Saved entries
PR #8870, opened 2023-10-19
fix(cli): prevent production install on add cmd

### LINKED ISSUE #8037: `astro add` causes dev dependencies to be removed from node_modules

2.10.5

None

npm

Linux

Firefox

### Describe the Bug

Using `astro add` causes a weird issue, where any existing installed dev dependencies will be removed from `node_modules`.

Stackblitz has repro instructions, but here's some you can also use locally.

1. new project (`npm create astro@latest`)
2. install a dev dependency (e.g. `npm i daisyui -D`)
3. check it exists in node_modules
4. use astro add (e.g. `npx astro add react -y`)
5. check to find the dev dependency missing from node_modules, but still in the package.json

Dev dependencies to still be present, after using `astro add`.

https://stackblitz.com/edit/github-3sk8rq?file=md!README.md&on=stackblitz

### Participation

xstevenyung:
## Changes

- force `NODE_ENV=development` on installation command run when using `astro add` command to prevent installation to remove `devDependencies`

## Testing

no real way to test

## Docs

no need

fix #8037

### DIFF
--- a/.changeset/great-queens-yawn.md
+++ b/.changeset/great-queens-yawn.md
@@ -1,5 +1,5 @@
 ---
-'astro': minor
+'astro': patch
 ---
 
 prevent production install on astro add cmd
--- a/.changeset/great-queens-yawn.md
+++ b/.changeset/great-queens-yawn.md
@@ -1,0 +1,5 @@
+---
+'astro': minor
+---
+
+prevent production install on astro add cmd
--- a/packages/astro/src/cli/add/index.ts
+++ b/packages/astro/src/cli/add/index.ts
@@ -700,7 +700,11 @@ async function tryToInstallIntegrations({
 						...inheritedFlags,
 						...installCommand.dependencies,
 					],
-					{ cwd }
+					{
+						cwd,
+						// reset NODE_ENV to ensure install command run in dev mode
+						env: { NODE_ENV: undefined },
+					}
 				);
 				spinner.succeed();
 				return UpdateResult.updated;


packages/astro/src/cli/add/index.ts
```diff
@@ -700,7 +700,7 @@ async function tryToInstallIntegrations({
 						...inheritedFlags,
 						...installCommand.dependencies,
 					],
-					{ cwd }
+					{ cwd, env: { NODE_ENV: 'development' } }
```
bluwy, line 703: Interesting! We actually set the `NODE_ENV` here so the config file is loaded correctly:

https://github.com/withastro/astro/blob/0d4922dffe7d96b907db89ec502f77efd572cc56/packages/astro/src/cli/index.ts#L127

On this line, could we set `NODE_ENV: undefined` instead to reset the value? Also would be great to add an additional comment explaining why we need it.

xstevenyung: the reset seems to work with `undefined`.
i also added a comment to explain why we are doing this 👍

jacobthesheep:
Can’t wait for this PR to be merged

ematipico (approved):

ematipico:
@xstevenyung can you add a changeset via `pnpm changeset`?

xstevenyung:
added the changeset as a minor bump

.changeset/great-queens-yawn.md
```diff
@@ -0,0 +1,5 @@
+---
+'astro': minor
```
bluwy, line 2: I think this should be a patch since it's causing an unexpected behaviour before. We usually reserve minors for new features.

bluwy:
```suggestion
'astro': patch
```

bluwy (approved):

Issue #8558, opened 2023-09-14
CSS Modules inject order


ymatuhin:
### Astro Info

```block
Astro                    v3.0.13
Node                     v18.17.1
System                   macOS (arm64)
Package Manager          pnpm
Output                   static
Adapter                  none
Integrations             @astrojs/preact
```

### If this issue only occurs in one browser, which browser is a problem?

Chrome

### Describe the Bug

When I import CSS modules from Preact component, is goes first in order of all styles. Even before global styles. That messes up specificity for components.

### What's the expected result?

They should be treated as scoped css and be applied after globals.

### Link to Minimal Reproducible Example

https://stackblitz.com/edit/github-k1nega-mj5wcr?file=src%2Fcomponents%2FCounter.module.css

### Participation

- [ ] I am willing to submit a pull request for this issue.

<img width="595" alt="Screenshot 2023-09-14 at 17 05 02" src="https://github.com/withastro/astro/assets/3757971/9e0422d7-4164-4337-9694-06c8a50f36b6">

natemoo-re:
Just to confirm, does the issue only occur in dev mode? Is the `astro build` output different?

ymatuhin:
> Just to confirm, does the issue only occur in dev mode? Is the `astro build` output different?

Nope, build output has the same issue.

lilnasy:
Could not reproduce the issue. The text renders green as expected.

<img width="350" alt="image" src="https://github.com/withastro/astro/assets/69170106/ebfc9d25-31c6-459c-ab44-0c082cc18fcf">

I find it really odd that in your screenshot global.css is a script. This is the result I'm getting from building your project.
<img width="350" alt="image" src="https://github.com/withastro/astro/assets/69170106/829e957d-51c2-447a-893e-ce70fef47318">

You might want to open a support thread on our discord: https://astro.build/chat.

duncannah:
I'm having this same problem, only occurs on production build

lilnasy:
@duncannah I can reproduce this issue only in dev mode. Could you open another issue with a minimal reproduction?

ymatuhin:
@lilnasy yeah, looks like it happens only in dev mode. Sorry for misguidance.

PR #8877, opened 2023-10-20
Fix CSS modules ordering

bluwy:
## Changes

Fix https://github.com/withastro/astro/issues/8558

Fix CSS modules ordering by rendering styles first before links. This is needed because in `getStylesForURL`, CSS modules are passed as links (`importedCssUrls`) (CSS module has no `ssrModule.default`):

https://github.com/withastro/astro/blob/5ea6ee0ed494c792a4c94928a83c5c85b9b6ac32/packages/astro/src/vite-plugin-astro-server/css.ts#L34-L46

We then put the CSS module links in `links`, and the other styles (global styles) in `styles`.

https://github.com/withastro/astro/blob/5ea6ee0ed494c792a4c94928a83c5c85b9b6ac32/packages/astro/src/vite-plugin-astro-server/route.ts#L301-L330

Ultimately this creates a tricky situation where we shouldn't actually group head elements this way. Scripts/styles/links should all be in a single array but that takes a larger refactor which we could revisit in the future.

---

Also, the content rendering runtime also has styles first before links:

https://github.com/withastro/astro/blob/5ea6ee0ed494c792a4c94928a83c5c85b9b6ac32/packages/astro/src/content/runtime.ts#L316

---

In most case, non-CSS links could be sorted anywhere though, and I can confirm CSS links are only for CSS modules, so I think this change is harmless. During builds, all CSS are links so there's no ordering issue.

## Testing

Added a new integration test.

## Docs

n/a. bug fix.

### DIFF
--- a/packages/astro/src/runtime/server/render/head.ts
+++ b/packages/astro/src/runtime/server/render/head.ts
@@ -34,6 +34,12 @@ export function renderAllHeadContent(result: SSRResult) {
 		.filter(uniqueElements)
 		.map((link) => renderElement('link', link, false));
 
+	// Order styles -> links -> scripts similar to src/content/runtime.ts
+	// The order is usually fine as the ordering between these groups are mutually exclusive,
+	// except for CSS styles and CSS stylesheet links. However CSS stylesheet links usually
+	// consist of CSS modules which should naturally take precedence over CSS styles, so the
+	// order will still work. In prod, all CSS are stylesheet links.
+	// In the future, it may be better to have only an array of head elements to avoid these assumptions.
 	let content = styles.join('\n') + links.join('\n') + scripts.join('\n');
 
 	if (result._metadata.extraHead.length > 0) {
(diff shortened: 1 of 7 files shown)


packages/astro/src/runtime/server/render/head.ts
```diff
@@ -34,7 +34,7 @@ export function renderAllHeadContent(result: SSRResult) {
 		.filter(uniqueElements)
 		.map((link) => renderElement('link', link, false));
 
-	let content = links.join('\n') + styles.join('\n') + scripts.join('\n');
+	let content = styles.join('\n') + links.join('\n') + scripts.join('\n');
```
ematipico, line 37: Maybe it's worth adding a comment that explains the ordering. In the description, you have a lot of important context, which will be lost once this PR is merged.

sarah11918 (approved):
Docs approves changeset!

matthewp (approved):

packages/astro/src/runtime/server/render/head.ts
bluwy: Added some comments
--
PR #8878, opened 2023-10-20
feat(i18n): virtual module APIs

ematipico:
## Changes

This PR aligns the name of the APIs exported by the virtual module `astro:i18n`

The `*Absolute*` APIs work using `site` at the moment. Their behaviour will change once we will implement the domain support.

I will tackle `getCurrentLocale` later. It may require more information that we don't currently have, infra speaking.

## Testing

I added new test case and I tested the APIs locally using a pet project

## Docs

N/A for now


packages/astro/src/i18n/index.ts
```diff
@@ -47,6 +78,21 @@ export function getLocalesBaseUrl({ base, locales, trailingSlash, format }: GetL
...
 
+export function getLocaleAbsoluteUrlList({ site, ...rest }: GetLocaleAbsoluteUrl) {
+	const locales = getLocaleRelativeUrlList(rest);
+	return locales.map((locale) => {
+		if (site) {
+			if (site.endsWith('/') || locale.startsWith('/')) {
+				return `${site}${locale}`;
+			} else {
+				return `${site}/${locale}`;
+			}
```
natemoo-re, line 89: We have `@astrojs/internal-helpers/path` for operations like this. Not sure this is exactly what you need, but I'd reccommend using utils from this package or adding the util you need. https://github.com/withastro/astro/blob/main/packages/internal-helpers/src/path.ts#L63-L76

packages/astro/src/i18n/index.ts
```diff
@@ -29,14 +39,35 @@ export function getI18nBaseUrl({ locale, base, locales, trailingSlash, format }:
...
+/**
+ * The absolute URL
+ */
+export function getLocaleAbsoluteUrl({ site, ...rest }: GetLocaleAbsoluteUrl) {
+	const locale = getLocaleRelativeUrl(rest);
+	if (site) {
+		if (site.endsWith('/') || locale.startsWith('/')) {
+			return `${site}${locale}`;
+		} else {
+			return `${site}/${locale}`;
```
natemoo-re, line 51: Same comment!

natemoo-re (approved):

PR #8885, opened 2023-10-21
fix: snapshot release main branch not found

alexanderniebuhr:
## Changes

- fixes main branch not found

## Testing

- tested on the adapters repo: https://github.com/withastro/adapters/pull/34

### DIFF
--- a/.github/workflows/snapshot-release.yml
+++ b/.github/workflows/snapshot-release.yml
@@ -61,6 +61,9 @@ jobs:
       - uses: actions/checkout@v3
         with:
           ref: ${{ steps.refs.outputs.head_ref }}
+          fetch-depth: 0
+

TASK DESCRIPTION — Give back, exactly as written, the stretch from the line with "are stylesheet links." through the line with "bluwy: Added some comments", and no other lines from the records above.

YOUR SOLUTION —
+	// order will still work. In prod, all CSS are stylesheet links.
+	// In the future, it may be better to have only an array of head elements to avoid these assumptions.
 	let content = styles.join('\n') + links.join('\n') + scripts.join('\n');
 
 	if (result._metadata.extraHead.length > 0) {
(diff shortened: 1 of 7 files shown)


packages/astro/src/runtime/server/render/head.ts
```diff
@@ -34,7 +34,7 @@ export function renderAllHeadContent(result: SSRResult) {
 		.filter(uniqueElements)
 		.map((link) => renderElement('link', link, false));
 
-	let content = links.join('\n') + styles.join('\n') + scripts.join('\n');
+	let content = styles.join('\n') + links.join('\n') + scripts.join('\n');
```
ematipico, line 37: Maybe it's worth adding a comment that explains the ordering. In the description, you have a lot of important context, which will be lost once this PR is merged.

sarah11918 (approved):
Docs approves changeset!

matthewp (approved):

packages/astro/src/runtime/server/render/head.ts
bluwy: Added some comments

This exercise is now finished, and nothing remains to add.